Your task
Down to the last character, write out the records below.

[Opening Source material section]

PR #4624, opened 2025-10-06
test_warped_interior_facet: ignore cell number 3 on the edge point

qbisi:
test_high_order_location_warped_interior_facet failed when i try to package firedrake-2025.10.0 in nxipkgs.

The failure happens because the point [0.25, 0.605] lies right on the boundary between the warped cells 1 and 3. In the test, we ignore cell 3 and assert that the point belongs to cell 1.


connorjward:
From my reading of the test this point should comfortably lie inside the cell. Any other result is a bug.
For your use case I would recommend patching out the test. But please feel free to open an issue.

qbisi:
By reducing warp shift from 0.1 to 0.04, some how alleviate the pain caculating if a point is belonged to a concave cell e.g. (cell 3 in this example). Still the edge points for cell3 does not match with cell1 everywhere.

qbisi:
superseded by https://github.com/firedrakeproject/firedrake/pull/4632

PR #4625, opened 2025-10-06
Distinguish firedrake-configure links without leading to git conflicts

connorjward:
# Description


connorjward:
Merging as the docs build and I've checked locally that it does the right thing.

PR #4634, opened 2025-10-08
LinearEigensolver: default to eps_target = 0 is conceptually wrong

stefanozampini:
The presence of the option, together with the `sinvert` option for the `bcs` case, can lead to confusion.
I think it is better to be consistent with whatever SLEPc believes is the proper default


stefanozampini:
@UZerbinati Are you ok with this PR?

dham (approved):

PR #4640, opened 2025-10-13
Firedrake container on ARM

connorjward:
This adds some code from https://github.com/jorgensd/dolfinx-tutorial/blob/dokken/ngs/docker/Dockerfile#L19-L44 to build netgen from source since wheels are not available on ARM. I have checked on our mac runners and it at least runs.

I found that icepack would not build on ARM so I removed all the Firedrake apps from the ARM image. I don' t know if this a good idea or not.

### DIFF
--- a/docker/Dockerfile.firedrake
+++ b/docker/Dockerfile.firedrake
@@ -1,4 +1,4 @@
-# Dockerfile for Firedrake with a full set of capabilities and applications installed.
+# Dockerfile for Firedrake with a full set of capabilities installed.
 
 FROM firedrakeproject/firedrake-vanilla-default:latest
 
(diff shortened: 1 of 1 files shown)


connorjward:
> The install docs on the icepack website are way out of date now. But I think you're right on both counts. I don't know of any icepack users who work off of the full-fat docker image. It's also an annoying maintenance burden for you all to have to support lots of downstream packages. For example, icepack really depends on rasterio but as per [this issue](https://github.com/rasterio/rasterio-wheels/issues/69) they don't have ARM wheels.

From the meeting yesterday we concluded that we should drop all downstream packages from the container. Instead the container will just contain things like jax, pytorch and ngspetsc.

Thanks for the feedback!

dham (approved):

PR #4641, opened 2025-10-13
Fix Hessian calculation for `NonlinearVariationalSolver` block

JHopeCollins:
This PR fixes a bug in the Hessian calculation when calling `solver.solve` multiple times on the same `NonlinearVariationalSolver`.

The Hessian calculation requires the adjoint variable. The `GenericSolveBlock` stores this on the block, so if there are multiple calls to `firedrake.solve` then each block has it's own adjoint solution and everything works fine.
However, the`NonlinearVariationalSolveBlock` stored the solution of the cached adjoint solver. This solver is shared between all blocks created by the same `NonlinearVariationalSolver` so if there are multiple blocks then they overwrite each others adjoint solutions.
This PR fixes this by making each block stash their own adjoint solution to reuse when calculating the Hessian action.

This is a quickfix to solve the issue on release. There's a bigger refactor of the cached solvers to improve the performance in this PR: https://github.com/firedrakeproject/firedrake/pull/4638 but that should probably go into main.

### DIFF
--- a/firedrake/adjoint_utils/blocks/solving.py
+++ b/firedrake/adjoint_utils/blocks/solving.py
@@ -165,8 +165,6 @@ class GenericSolveBlock(Block):
 
     @adj_sol.setter
     def adj_sol(self, value):
-        if value is None:
-            self.adj_state = None
         if self.adj_state is None:
             self.adj_state = value.copy(deepcopy=True)
         else:


firedrake/adjoint_utils/blocks/solving.py
```diff
@@ -399,6 +402,8 @@ def prepare_evaluate_hessian(self, inputs, hessian_inputs, adj_inputs,
         if tlm_output is None:
             return
 
+        self.adj_state.assign(self.adj_state_buf)
```
angus-g: I thought this was going to break the `RuntimeError` below because `self.adj_state_buf` (and therefore `self.adj_state`) is never `None`, but it turns out that error doesn't even get hit if you run `Jhat.hessian()` without an adjoint anyway. I guess it *could*, but the assembly block breaks first.

```
  File "/usr/local/lib/python3.12/dist-packages/pyadjoint/reduced_functional.py", line 289, in hessian
    r = compute_hessian(self.functional, self.controls, m_dot,
        ^^^^^^^^^^^^^^^^^^^^^^^^^^^^^^^^^^^^^^^^^^^^^^^^^^^^^^
  File "/usr/local/lib/python3.12/dist-packages/pyadjoint/drivers.py", line 129, in compute_hessian
    tape.evaluate_hessian(markings=True)
  File "/usr/local/lib/python3.12/dist-packages/pyadjoint/tape.py", line 374, in evaluate_hessian
    self._blocks[i].evaluate_hessian(markings=markings)
  File "/usr/lib/python3.12/contextlib.py", line 81, in inner
    return func(*args, **kwds)
           ^^^^^^^^^^^^^^^^^^^
  File "/usr/local/lib/python3.12/dist-packages/pyadjoint/block.py", line 292, in evaluate_hessian
    hessian_output = self.evaluate_hessian_component(inputs,
                     ^^^^^^^^^^^^^^^^^^^^^^^^^^^^^^^^^^^^^^^
  File "/opt/firedrake/firedrake/adjoint_utils/blocks/assembly.py", line 197, in evaluate_hessian_component
    hessian_outputs += self.compute_action_adjoint(
                       ^^^^^^^^^^^^^^^^^^^^^^^^^^^^
  File "/opt/firedrake/firedrake/adjoint_utils/blocks/assembly.py", line 52, in compute_action_adjoint
    adj_output = dform_adj._ad_mul(adj_input)
                 ^^^^^^^^^^^^^^^^^^^^^^^^^^^^
  File "/opt/firedrake/firedrake/adjoint_utils/function.py", line 248, in _ad_mul
    r.assign(other * self)
             ~~~~~~^~~~~~
  File "/usr/local/lib/python3.12/dist-packages/ufl/form.py", line 207, in __rmul__
    if is_scalar_constant_expression(scalar):
       ^^^^^^^^^^^^^^^^^^^^^^^^^^^^^^^^^^^^^
  File "/usr/local/lib/python3.12/dist-packages/ufl/checks.py", line 45, in is_scalar_constant_expression
    if expr.ufl_shape:
       ^^^^^^^^^^^^^^
AttributeError: 'NoneType' object has no attribute 'ufl_shape'
```

JHopeCollins: Which `RuntimeError` do you mean?
Running `Jhat.hessian` before running `Jhat.derivative` isn't valid anyway so I don't think we need to worry about what happens in that case.

angus-g: Just a bit further down in this function (L417)

```python
        adj_sol = self.adj_state
        if adj_sol is None:
            raise RuntimeError("Hessian computation was run before adjoint.")
```

It's probably useful, but I think this is now dead and doesn't get hit because of a prior crash anyway!

firedrake/adjoint_utils/blocks/solving.py
```diff
@@ -163,6 +163,15 @@ def _should_compute_boundary_adjoint(self, relevant_dependencies):
     def adj_sol(self):
         return self.adj_state
 
+    @adj_sol.setter
+    def adj_sol(self, value):
+        if value is None:
+            self.adj_state = None
```
dham:
```suggestion
```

[Closing Source material section]

Result of the exercise
PR #4624, opened 2025-10-06
test_warped_interior_facet: ignore cell number 3 on the edge point

qbisi:
test_high_order_location_warped_interior_facet failed when i try to package firedrake-2025.10.0 in nxipkgs.

The failure happens because the point [0.25, 0.605] lies right on the boundary between the warped cells 1 and 3. In the test, we ignore cell 3 and assert that the point belongs to cell 1.


connorjward:
From my reading of the test this point should comfortably lie inside the cell. Any other result is a bug.
For your use case I would recommend patching out the test. But please feel free to open an issue.

qbisi:
By reducing warp shift from 0.1 to 0.04, some how alleviate the pain caculating if a point is belonged to a concave cell e.g. (cell 3 in this example). Still the edge points for cell3 does not match with cell1 everywhere.

qbisi:
superseded by https://github.com/firedrakeproject/firedrake/pull/4632

PR #4625, opened 2025-10-06
Distinguish firedrake-configure links without leading to git conflicts

connorjward:
# Description


connorjward:
Merging as the docs build and I've checked locally that it does the right thing.

PR #4634, opened 2025-10-08
LinearEigensolver: default to eps_target = 0 is conceptually wrong

stefanozampini:
The presence of the option, together with the `sinvert` option for the `bcs` case, can lead to confusion.
I think it is better to be consistent with whatever SLEPc believes is the proper default


stefanozampini:
@UZerbinati Are you ok with this PR?

dham (approved):

PR #4640, opened 2025-10-13
Firedrake container on ARM

connorjward:
This adds some code from https://github.com/jorgensd/dolfinx-tutorial/blob/dokken/ngs/docker/Dockerfile#L19-L44 to build netgen from source since wheels are not available on ARM. I have checked on our mac runners and it at least runs.

I found that icepack would not build on ARM so I removed all the Firedrake apps from the ARM image. I don' t know if this a good idea or not.

### DIFF
--- a/docker/Dockerfile.firedrake
+++ b/docker/Dockerfile.firedrake
@@ -1,4 +1,4 @@
-# Dockerfile for Firedrake with a full set of capabilities and applications installed.
+# Dockerfile for Firedrake with a full set of capabilities installed.
 
 FROM firedrakeproject/firedrake-vanilla-default:latest
 
(diff shortened: 1 of 1 files shown)


connorjward:
> The install docs on the icepack website are way out of date now. But I think you're right on both counts. I don't know of any icepack users who work off of the full-fat docker image. It's also an annoying maintenance burden for you all to have to support lots of downstream packages. For example, icepack really depends on rasterio but as per [this issue](https://github.com/rasterio/rasterio-wheels/issues/69) they don't have ARM wheels.

From the meeting yesterday we concluded that we should drop all downstream packages from the container. Instead the container will just contain things like jax, pytorch and ngspetsc.

Thanks for the feedback!

dham (approved):

PR #4641, opened 2025-10-13
Fix Hessian calculation for `NonlinearVariationalSolver` block

JHopeCollins:
This PR fixes a bug in the Hessian calculation when calling `solver.solve` multiple times on the same `NonlinearVariationalSolver`.

The Hessian calculation requires the adjoint variable. The `GenericSolveBlock` stores this on the block, so if there are multiple calls to `firedrake.solve` then each block has it's own adjoint solution and everything works fine.
However, the`NonlinearVariationalSolveBlock` stored the solution of the cached adjoint solver. This solver is shared between all blocks created by the same `NonlinearVariationalSolver` so if there are multiple blocks then they overwrite each others adjoint solutions.
This PR fixes this by making each block stash their own adjoint solution to reuse when calculating the Hessian action.

This is a quickfix to solve the issue on release. There's a bigger refactor of the cached solvers to improve the performance in this PR: https://github.com/firedrakeproject/firedrake/pull/4638 but that should probably go into main.

### DIFF
--- a/firedrake/adjoint_utils/blocks/solving.py
+++ b/firedrake/adjoint_utils/blocks/solving.py
@@ -165,8 +165,6 @@ class GenericSolveBlock(Block):
 
     @adj_sol.setter
     def adj_sol(self, value):
-        if value is None:
-            self.adj_state = None
         if self.adj_state is None:
             self.adj_state = value.copy(deepcopy=True)
         else:


firedrake/adjoint_utils/blocks/solving.py
```diff
@@ -399,6 +402,8 @@ def prepare_evaluate_hessian(self, inputs, hessian_inputs, adj_inputs,
         if tlm_output is None:
             return
 
+        self.adj_state.assign(self.adj_state_buf)
```
angus-g: I thought this was going to break the `RuntimeError` below because `self.adj_state_buf` (and therefore `self.adj_state`) is never `None`, but it turns out that error doesn't even get hit if you run `Jhat.hessian()` without an adjoint anyway. I guess it *could*, but the assembly block breaks first.

```
  File "/usr/local/lib/python3.12/dist-packages/pyadjoint/reduced_functional.py", line 289, in hessian
    r = compute_hessian(self.functional, self.controls, m_dot,
        ^^^^^^^^^^^^^^^^^^^^^^^^^^^^^^^^^^^^^^^^^^^^^^^^^^^^^^
  File "/usr/local/lib/python3.12/dist-packages/pyadjoint/drivers.py", line 129, in compute_hessian
    tape.evaluate_hessian(markings=True)
  File "/usr/local/lib/python3.12/dist-packages/pyadjoint/tape.py", line 374, in evaluate_hessian
    self._blocks[i].evaluate_hessian(markings=markings)
  File "/usr/lib/python3.12/contextlib.py", line 81, in inner
    return func(*args, **kwds)
           ^^^^^^^^^^^^^^^^^^^
  File "/usr/local/lib/python3.12/dist-packages/pyadjoint/block.py", line 292, in evaluate_hessian
    hessian_output = self.evaluate_hessian_component(inputs,
                     ^^^^^^^^^^^^^^^^^^^^^^^^^^^^^^^^^^^^^^^
  File "/opt/firedrake/firedrake/adjoint_utils/blocks/assembly.py", line 197, in evaluate_hessian_component
    hessian_outputs += self.compute_action_adjoint(
                       ^^^^^^^^^^^^^^^^^^^^^^^^^^^^
  File "/opt/firedrake/firedrake/adjoint_utils/blocks/assembly.py", line 52, in compute_action_adjoint
    adj_output = dform_adj._ad_mul(adj_input)
                 ^^^^^^^^^^^^^^^^^^^^^^^^^^^^
  File "/opt/firedrake/firedrake/adjoint_utils/function.py", line 248, in _ad_mul
    r.assign(other * self)
             ~~~~~~^~~~~~
  File "/usr/local/lib/python3.12/dist-packages/ufl/form.py", line 207, in __rmul__
    if is_scalar_constant_expression(scalar):
       ^^^^^^^^^^^^^^^^^^^^^^^^^^^^^^^^^^^^^
  File "/usr/local/lib/python3.12/dist-packages/ufl/checks.py", line 45, in is_scalar_constant_expression
    if expr.ufl_shape:
       ^^^^^^^^^^^^^^
AttributeError: 'NoneType' object has no attribute 'ufl_shape'
```

JHopeCollins: Which `RuntimeError` do you mean?
Running `Jhat.hessian` before running `Jhat.derivative` isn't valid anyway so I don't think we need to worry about what happens in that case.

angus-g: Just a bit further down in this function (L417)

```python
        adj_sol = self.adj_state
        if adj_sol is None:
            raise RuntimeError("Hessian computation was run before adjoint.")
```

It's probably useful, but I think this is now dead and doesn't get hit because of a prior crash anyway!

firedrake/adjoint_utils/blocks/solving.py
```diff
@@ -163,6 +163,15 @@ def _should_compute_boundary_adjoint(self, relevant_dependencies):
     def adj_sol(self):
         return self.adj_state
 
+    @adj_sol.setter
+    def adj_sol(self, value):
+        if value is None:
+            self.adj_state = None
```
dham:
```suggestion
```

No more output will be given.